Подошел я к той сосне, гляжу — под ней сидят мальчик и девочка. «Вот они, мои чада родные», — подумал я, а сам спрашиваю:
«Что вы здесь делаете?»
Вместо ответа они воскликнули:
«О радость! Нынче ровно три дня, как скончалась наша матушка. Мы пришли собрать ее прах, и как раз в это время сюда пожаловал святой отец. Вот уж поистине радость! Извините за дерзкую просьбу, но не могли бы вы прочитать заупокойную молитву? Сделайте такую милость».
Так упрашивали они меня, и от этого душа моя пришла в еще большее смятение. Едва совладав с собой, я посмотрел на своих детей. Дочке, должно быть, шел уже девятый год, а сыну — шестой. Глядя на их утонченные личики, сразу можно было сказать, что они не низкого звания. О, как велико было искушение прижать их к груди и прошептать: «Это я, ваш отец». Но и на сей раз я остановил себя: нет, если я дам волю слабости, все долгие годы отшельничества пойдут прахом, и никогда уже не удастся мне ступить на стезю Будды. Вообразите, чего стоило мне сдерживать себя.

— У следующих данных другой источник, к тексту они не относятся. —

PR #3080, opened 2025-09-03
Feature/247 enhance adsrecommendationservice

jjgrainger:

Closes https://linear.app/a8c/issue/GOOWOO-247/enhance-adsrecommendationservice-for-budget-recommendations

1. Ensure the test proxy is running
2. Comment the permission `'permission_callback' => $this->get_permission_callback(),` callback in the `src/API/Site/Controllers/Ads/RecommendationsController` file.
3. Make a request to the REST API endpoint with the following types - `/wp-json/wc/gla/ads/recommendations?types=CAMPAIGN_BUDGET,MARGINAL_ROI_CAMPAIGN_BUDGET`
4. A response contains a recommendation with:
    - The correct recommendation type `CAMPAIGN_BUDGET`
    - Has a `details` property with the `campaign_budget_recommendation` information.
5. When requesting the endpoint with `types= IMPROVE_PERFORMANCE_MAX_AD_STRENGTH ` the correct recommendation and type is returned and the `details` property for the recommendation is an empty array. 

### Changelog entry

>


src/Ads/AdsRecommendationsService.php
```diff
@@ -125,6 +123,36 @@ public static function get_valid_recommendation_types( array $types ): array {
...
+	 */
+	private function get_additional_columns_for_recommendation_type( array $types ): array {
+		$columns = [
+			'IMPROVE_PERFORMANCE_MAX_AD_STRENGTH' => [],
+			'CAMPAIGN_BUDGET'                     => [
+				'recommendation_campaign_budget_recommendations' => 'recommendation.campaign_budget_recommendation',
+			],
+			'MARGINAL_ROI_CAMPAIGN_BUDGET'        => [
+				'recommendation_campaign_budget_recommendations' => 'recommendation.marginal_roi_campaign_budget_recommendation',
+			],
```
mukeshpanchal27: Both keys are same so it return last one as per requested types. It should return both columns if it requested.

For `&types=CAMPAIGN_BUDGET,MARGINAL_ROI_CAMPAIGN_BUDGET`
```
Array
(
    [recommendation_campaign_budget_recommendations] => recommendation.marginal_roi_campaign_budget_recommendation
)
```

For `&types=MARGINAL_ROI_CAMPAIGN_BUDGET,CAMPAIGN_BUDGET`
```
Array
(
    [recommendation_campaign_budget_recommendations] => recommendation.campaign_budget_recommendation
)
```

tests/proxy/handler.js
```diff
@@ -27,7 +27,14 @@ module.exports.checkRequest = ( request, h ) => {
...
 			}
-			return require( './mocks/ads/recommendations/results.json' );
+
+			if (
+				body.query.includes( 'IMPROVE_PERFORMANCE_MAX_AD_STRENGTH' )
+			) {
+				return require( './mocks/ads/recommendations/pmax-asset.json' );
+			}
+
+			return require( './mocks/ads/recommendations/campaign-budget.json' );
```
mukeshpanchal27, line 37: Not a blocker

Do we have mock data for combination of different types it help us to get clear idea about the shape?
- `CAMPAIGN_BUDGET, MARGINAL_ROI_CAMPAIGN_BUDGET`
- `IMPROVE_PERFORMANCE_MAX_AD_STRENGTH, CAMPAIGN_BUDGET`
- `IMPROVE_PERFORMANCE_MAX_AD_STRENGTH, CAMPAIGN_BUDGET, MARGINAL_ROI_CAMPAIGN_BUDGET`

tests/proxy/mocks/ads/recommendations/campaign-budget.json
```diff
@@ -0,0 +1,84 @@
+{
+	"results": [
+        {
+            "recommendation": {
+                "type": "CAMPAIGN_BUDGET",
+                "resource_name": "customers/123/recommendations/1",
+				"campaign_budget_recommendation": {
```
mukeshpanchal27, line 7: In `src/API/Google/BudgetRecommendations.php`, I noticed the condition handling cases where `getCampaignBudgetRecommendation()` may return empty:
[https://github.com/woocommerce/google-listings-and-ads/blob/bbb59d6aab89a85d2c6d38965b27a3692b566cd7/src/API/Google/BudgetRecommendations.php#L100-L103](https://github.com/woocommerce/google-listings-and-ads/blob/bbb59d6aab89a85d2c6d38965b27a3692b566cd7/src/API/Google/BudgetRecommendations.php#L100-L103)

Do we need to verify whether this is working as expected or if it could potentially surface a bug?

cc. @joemcgill

src/Ads/AdsRecommendationsService.php
```diff
@@ -156,6 +205,45 @@ public function get_google_recommendations( $args ): array {
...
+					$budget_recommendation = $recommendation->getCampaignBudgetRecommendation();
+					$budget_options        = [];
+
+					foreach ( $budget_recommendation->getBudgetOptions() as $option ) {
+						$impact    = $option->getImpact();
+						$base      = $impact->getBaseMetrics();
+						$potential = $impact->getPotentialMetrics();
+
+						$budget_options[] = [
+							'budget_amount_micros' => $option->getBudgetAmountMicros(),
```
mukeshpanchal27: Do we needs to use `$this->from_micro` similar to https://github.com/woocommerce/google-listings-and-ads/blob/bbb59d6aab89a85d2c6d38965b27a3692b566cd7/src/API/Google/BudgetRecommendations.php#L129

src/Ads/AdsRecommendationsService.php
```diff
@@ -156,6 +205,45 @@ public function get_google_recommendations( $args ): array {
 				$campaign = $row->getCampaign();
 				$customer = $row->getCustomer();
 
+				$recommendation_type    = RecommendationType::name( $recommendation->getType() );
```
mukeshpanchal27, line 210: Is there any specific intention to call these here? Since we already have $types available, could we use that instead of making calls to the service class?

src/API/Site/Controllers/Ads/RecommendationsController.php
```diff
@@ -170,6 +166,10 @@ protected function get_schema_properties(): array {
 				'description' => __( 'Status of the campaign.', 'google-listings-and-ads' ),
 				'enum'        => [ 'ENABLED', 'PAUSED', 'REMOVED', 'UNKNOWN', 'UNSPECIFIED' ],
 			],
+			'details'         => [
```
mukeshpanchal27, line 169: Nice!

mukeshpanchal27 (changes requested):
Thanks @jjgrainger, this is looking pretty good so far. I’ve left some initial feedback for you.

Also, please make sure to merge the `feature/GOOWOO-234-raise-budget-recommendation` branch into this one.

mukeshpanchal27:
> If the transient approach is shown to work then the AdsRecommendationTable and other associated classes will be made redundant and should be removed. A migration may also be needed to delete the table from the database.

Will the missing piece be implemented in this same PR, or do you plan to handle it in a separate PR?

src/Ads/AdsRecommendationsService.php
jjgrainger: @mukeshpanchal27 as we can query for multiple recommendations I can't hard code what type it is as it can be one of multiple. It's better to determine the type from the recommendation itself.

src/Ads/AdsRecommendationsService.php
jjgrainger: @mukeshpanchal27 you're right, I've updated this so they two columns do not conflict

tests/proxy/handler.js
jjgrainger: @mukeshpanchal27 I've updated the mock response to include both the `CAMPAIGN_BUDGET` and `MARGINAL_ROI_CAMPAIGN_BUDGET` types.

I don't think theres a need for us to have responses that include the other combinations as we're not going to be querying for all types.

tests/proxy/mocks/ads/recommendations/campaign-budget.json
jjgrainger: @mukeshpanchal27 the recommendation response should include those recommendations, however I have added a check to make sure it's available before continuing.

src/Ads/AdsRecommendationsService.php
jjgrainger: @mukeshpanchal27 I think we will tackle this as part of https://linear.app/a8c/issue/GOOWOO-262/adapt-adsrecommendations-endpoint-for-raise-budget-recommendations

jjgrainger:
Thanks @mukeshpanchal27 

I've made updates based on your feedback and left comments.

> > If the transient approach is shown to work then the AdsRecommendationTable and other associated classes will be made redundant and should be removed. A migration may also be needed to delete the table from the database.
> 
> Will the missing piece be implemented in this same PR, or do you plan to handle it in a separate PR?

I think we should tackle this in a separate PR once we confirm this is working in testing and QA.

src/Ads/AdsRecommendationsService.php
```diff
@@ -102,12 +97,15 @@ public function get_recommendations( array $args = [] ): array {
 				'campaign_name'   => $item['recommendation_campaign_name'] ?? '',
 				'campaign_status' => $item['recommendation_campaign_status'] ?? '',
 				'customer_id'     => (int) ( $item['recommendation_customer_id'] ?? 0 ),
+				'details'         => $item['recommendation_details'],
```
mukeshpanchal27:
```suggestion
				'details'         => $item['recommendation_details'] ?? [],
```

Just for safeguard

mukeshpanchal27:
@jjgrainger Just to confirm, do you plan to add/update unit tests as part of this PR, or will that be handled in a separate PR?

tests/Unit/API/Site/Controllers/Ads/RecommendationsControllerTest.php
```diff
@@ -48,7 +48,7 @@ public function setUp(): void {
 		$this->controller->register();
 	}
 
-	public function test_get_recommendations_returns_emprty_result() {
+	public function test_get_recommendations_returns_empty_result() {
```
mukeshpanchal27, line 51: Thanks!

mukeshpanchal27 (approved):

ankitguptaindia:
QA Status: Verified ✅ 
---
Tested the PR by using a text proxy, and both REST API endpoints gave the expected result. 

- When requesting to the REST API endpoint with the following types - `/wp-json/wc/gla/ads/recommendations?types=CAMPAIGN_BUDGET,MARGINAL_ROI_CAMPAIGN_BUDGET`  giving result: 

Screenshot 2025-09-12 at 6 26 19 PM


----

- When requesting the endpoint with `types= IMPROVE_PERFORMANCE_MAX_AD_STRENGTH`  the correct recommendation and type is returned and the details property for the recommendation is an empty array.


Screenshot 2025-09-12 at 6 27 27 PM

ankitguptaindia (approved):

Между тем дети раскрыли изукрашенный ларец и — кто только их этому обучил? — принялись деревянными дощечками сгребать пепел. Глядя на них, я не мог вымолвить ни слова, лишь молча утирал слезы.
Спустя некоторое время я спросил:
«Неужели больше некому позаботиться о прахе вашей матушки? Ведь вы еще так малы».
«Батюшка наш постригся в монахи, — отвечали они, — и где он теперь — неизвестно. О нас заботится дедушка, старый слуга, но сегодня мы не взяли его с собой».
Больше они не в силах были ничего сказать и заплакали навзрыд.